Roguelikes tend to fall into two categories when it comes to challenge: One in which the game does its best to stomp your face into the ground, and the other in which the game becomes laughably easy once you have a certain build or certain items. Bunker Punks however taps into the Spelunky school of thought in that the game can be easy to breeze through if you have the skill and focus, but the moment you slack off or get careless does the game commences the stomping of your face. It’s a refreshing change for a roguelike to neither be too hard nor too easy, rewarding confident play and punishing hubris.
Status: In development
Developer: Ninja Robot Dinosaur
Publisher: Ninja Robot Dinosaur
Genre: Action, Roguelike
Release Date: Pre-Spring 2017
Starting a new game leads into the usual procedure for this genre: Start off with little, gain access to more options and content upon death, rinse and repeat until victory. After selecting a punk, a character with their own weapon preferences and traits, you’re then set into a bunker, a corporate owned dungeon full of potential loot and angry guards wanting you dead. Each bunker consists of large rooms connected by narrow hallways that each act as an ‘instance’ of the bunker, with a random selection of enemies and containers to dispatch and crack open respectively in the search of loot. Credits, tech and health can be dropped in various values but so can equipment, be it armor or weaponry. In the beginning there’ll be little to select from, but upon death or completing the final bunker tech will be tradeable for unlocks such as new punks, equipment or home bunker upgrades. Credits go towards the latter, allowing you to build new rooms and installations ala X-Com, like a medical bay for a higher health cap or shooting galleries for greater weapon damage. As upgrades and options become available, it becomes clear that each new run should be built around your chosen punks to enhance their preferred weapon types, so when one falls, the next punk on your team can pick up the slack easily.

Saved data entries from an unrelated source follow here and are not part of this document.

PR #51, opened 2026-06-03
Implement Payment Requests and private message protocol cleanup

ben-kaufman:
## Summary

- Implement Payment Request / Payment Proof protocol types, parsers, send helpers, and stateless proof/request validation.
- Rename Private Payment Envelope to Private Payment List and move private message consumption to the ordered raw Private Application Message stream.
- Replace typed private receive getters with one ordered raw Private Application Message stream plus stateless parsers, so callers can preserve FIFO order across Payment Requests, Receipt Access, and Private Payment Lists.
- Update receipts to use Receipt ID, retryable prepare/store/send steps, event-shaped Receipt Access, and Payment Request correlation fields.
- Update terminology/docs around Payment References, Payment Amounts, Event Messages, Receipt Access, and the future SDK/runtime boundary.
- Regenerate FFI, iOS, Android, and React Native bindings for the new API surface.

## Notes

`paykit-lib` stays stateless. It does not own lifecycle derivation, role enforcement, dedupe history, recurring scheduling, durable routing, or payment execution. Those belong in a future SDK/runtime layer.

The raw private stream change is intentional: all private message kinds share one Encrypted Link stream, and Event Messages need FIFO handling across kinds. `paykit-lib` now exposes the ordered stream plus stateless parsers, while buffering, dedupe, lifecycle state, Latest-State selection, and ergonomic typed getters belong in a future SDK/runtime.

## Verification

- `cargo fmt --check`
- `cargo check -p paykit-lib --tests`
- `cargo check -p paykit-ffi --all-features`
- `cargo doc -p paykit-lib --no-deps`
- `cargo test -p paykit-lib payment_request::wire --lib`
- `cargo test -p paykit-lib payment_request::types --lib`
- `cargo test -p paykit-lib receipt::tests --lib`
- `cargo test -p paykit-lib private_payment_list::tests --lib`
- `npm run typecheck` in `paykit-react-native`
- `cd paykit-ffi && ./build.sh all`


paykit-lib/src/encrypted_link/private_application_message.rs
```diff
@@ -0,0 +1,356 @@
...
+        )));
+    }
+    Ok(())
+}
+
+pub(super) async fn send_private_application_message(
+    encryptor: &mut pubky_noise::PubkyNoiseEncryptor,
+    max_send_retries: u32,
+    plaintext: &[u8],
+    context: &'static str,
```
dzdidi, line 221: Somewhat ignorant questiont: Would it make sense to have context as enum?

paykit-lib/src/payment_request/types.rs
```diff
@@ -0,0 +1,793 @@
+use std::fmt;
```
dzdidi, line 1: I am tempted to suggest splitting this file into multiple smaller files. Maybe group API, types and wires into same file

specs/paykit-sdk.md
```diff
@@ -0,0 +1,628 @@
...
+   entirely app policy?
+3. Which profile/contact paths should be default versus caller-configured?
+4. Should contact payment resolution default to private-first with bounded
+   recovery and public fallback, or should fallback be app-configured?
+5. How much of endpoint reservation should be generalized now versus left as a
+   payment adapter feature until more integrations need it?
+6. How should the SDK limit stored unknown Private Application Messages, so
+   future protocol messages are not lost but local storage cannot grow forever?
+7. How much scheduling should the SDK own for recurring Payment Requests versus
+   delegating to app/runtime schedulers?
```
dzdidi, line 628: FYI: the paykit-sdk will **probably** be extended with locks related logic

dzdidi (approved):
Some nits. But I am OK to keep things as they are

paykit-lib/src/encrypted_link/private_application_message.rs
ben-kaufman: Yeah could work, but here context is only an internal log/error label, not protocol state. I think keeping it as a static string keeps this simpler for now.

paykit-lib/src/payment_request/types.rs
ben-kaufman: Yeah I also considered that. For now I kept the module split as api/types/wire so public protocol types stay together and wire structs stay separate. We can split further if this grows more, but I’d avoid extra changes like these in this PR.

specs/paykit-sdk.md
ben-kaufman: Makes sense. I think that should fit naturally in the future SDK/runtime layer. I’d leave the current SDK doc generic until we define the locks flow more concretely.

For a game still in development, it has surprisingly great controls. For a visceral comparison I’d choose Devil Daggers in terms of the controls’ tightness and loose freedom, hindered only by something of shoddy hit detection when taking a high leap in the air only to brush up by an enemy or container come to a dead stop on the way back down. With how quickly the characters move, I found myself skirting around like a rabbit on a sugar rush in the beginning being unable to land shots – It was only twenty or so minutes of goofing around in the early bunkers before I was able to get better at handling my characters and be able to leap out of the way of rapid gunshots and deadly rockets.

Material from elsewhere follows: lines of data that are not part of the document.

PR #55, opened 2026-06-12
Add Paykit SDK runtime

ben-kaufman:
## Summary

Implements the Paykit SDK layer described in `specs/paykit-sdk.md`: a durable, crash-tolerant runtime above the stateless `paykit-lib` protocol crate.

The SDK gives wallets and apps local state, recovery behavior, retries, backup/restore, and contact payment workflows without each app reimplementing Pubky-backed Paykit logic.

`paykit-lib` remains the low-level stateless protocol and Pubky storage layer.

### New crate: `paykit-sdk`

- **Runtime facade**: `PaykitSdk<S, K, P, C>` for one local Pubky identity, composed from a `StorageAdapter`, `PubkySessionProvider`, `PaymentAdapter`, and `Clock`.
- **Storage contract**: atomic `StorageTransaction` boundary with monotonic ids, per-peer leases, checked updates, and an in-memory test implementation.
- **Identity handling**: Pubky capability tracking, explicit destructive `sign_out`, and session/identity consistency checks.
- **Public Payment Endpoint sync**: publication records, retry/error state, and managed/full namespace cleanup.
- **Encrypted Links**: initiate/accept/advance flows with durable snapshots, generation guards, and per-peer leases.
- **Private stream intake**: ordered private message receive that persists raw items, derived indexes, Event Message dedupe, and the advanced link snapshot in one transaction.
- **Outbound private queue**: FIFO per counterparty, retries with stable Event IDs/payloads, latest-state supersede for Private Payment Lists, and recovery handling for non-retryable link failures.
- **Recovery markers**: minimal public markers for Encrypted Link recovery coordination.
- **Private Payment Lists**: latest-valid-view derivation and publication from adapter receiving details.
- **Endpoint reservations**: contact-scoped receiving details stored atomically with queued private lists.
- **Payment Requests**: propose/accept/reject/cancel/proof APIs plus lifecycle derivation and filterable listings.
- **Receipts**: receipt issuance, Receipt Access delivery/indexing, retrieval, decryption, recipient checks, and conflict handling.
- **Contacts and profiles**: local Contact Records, optional public contact markers, Paykit Profile publish/fetch, Pubky-profile fallback resolution, and blob helpers.
- **Contact payment resolution**: private-first endpoint resolution with optional public fallback and explicit private-state reporting.
- **Backup/restore**: versioned export/restore with identity, capability, snapshot, cross-reference, and counter validation.

### `paykit-lib` additions

- Encrypted Link Recovery Marker helpers.
- Private receive retry classification for deterministic link failures vs retryable transport errors.
- Cursor-paginated Pubky directory listing for complete public Payment Endpoint reads.
- Receipt / Payment Request wire and documentation polish.

### Docs

- Expands `specs/paykit-sdk.md` into the SDK architecture spec.
- Adds `specs/paykit-sdk-bindings.md` for the planned platform binding layer.
- Updates crate READMEs for the SDK/lib boundary.

## Protocol Impacts

- Adds public storage paths for Encrypted Link Recovery Markers under `/pub/paykit/v0/encrypted-link-recovery`.
- Adds SDK profile/contact namespace conventions under `/pub/<namespace>/...`, defaulting to `paykit`.
- Public Payment Endpoints remain under `/pub/paykit/v0/`.
- Latest-State vs Event Message semantics are enforced at the SDK layer.

No changes to the existing Payment Endpoint, Private Payment List, Payment Request, or Receipt wire formats from the already-merged protocol work.

## Bindings Impact

This PR adds the Rust SDK surface.

Existing mobile bindings continue to expose lower-level `paykit-lib` APIs. Platform SDK bindings are the next task and should wrap this SDK as the primary mobile/app integration surface.

## How to Review

Good entry points:

- `paykit-sdk/src/lib.rs`: public SDK surface
- `paykit-sdk/src/storage.rs`: storage adapter contract
- `paykit-sdk/src/runtime/private_stream.rs`: receive/checkpoint flow
- `paykit-sdk/src/runtime/outbound_private.rs`: outbound queue worker
- `paykit-sdk/src/backup/validation.rs`: restore validation
- `specs/paykit-sdk.md`: architecture and behavioral contract

## Verification

- `cargo fmt --check`
- `cargo test`
- `cargo doc --no-deps`

Latest local verification passed across `paykit-lib`, `paykit-sdk`, `paykit-ffi`, and doc tests.

## Follow-ups

- Add platform SDK bindings on top of the Rust SDK surface.
- Add a durable storage adapter conformance suite or reference adapter.
- Add more SDK integration tests with real Pubky session/link flows.
- Tighten provider identity-change handling and multi-device checkpoint behavior.


ovitrif (changes requested):
Thanks for the big SDK lift. I did not find a concrete Rust logic issue in the storage/runtime paths I reviewed, but I need to block on the release/bindings hygiene before this lands.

While the game plays well as an FPS roguelike, I can’t say I have very high hopes for the final project from what I’ve seen so far. The rooms are repetitive and the enemy variety is low, so once you start getting more lengthy, successful runs most of the fun comes from trying out the different punks and weapon combinations to figure out who’s your favorite – Even then, skillful play will make a mockery of rooms that have two mechs and a dozen drones. The Steam page (obviously) promises there’ll be more by its full release, but unless the additions really change up how to tackle bunkers and adjust your strategies, and really ramp up the difficulty, the game will end up being alright at best. Bunker Punks is still decently fun and enjoyable in its current state, so we’ll have to see what it’ll bring to the table by its projected pre-Spring 2017 release before we can properly judge its staying power.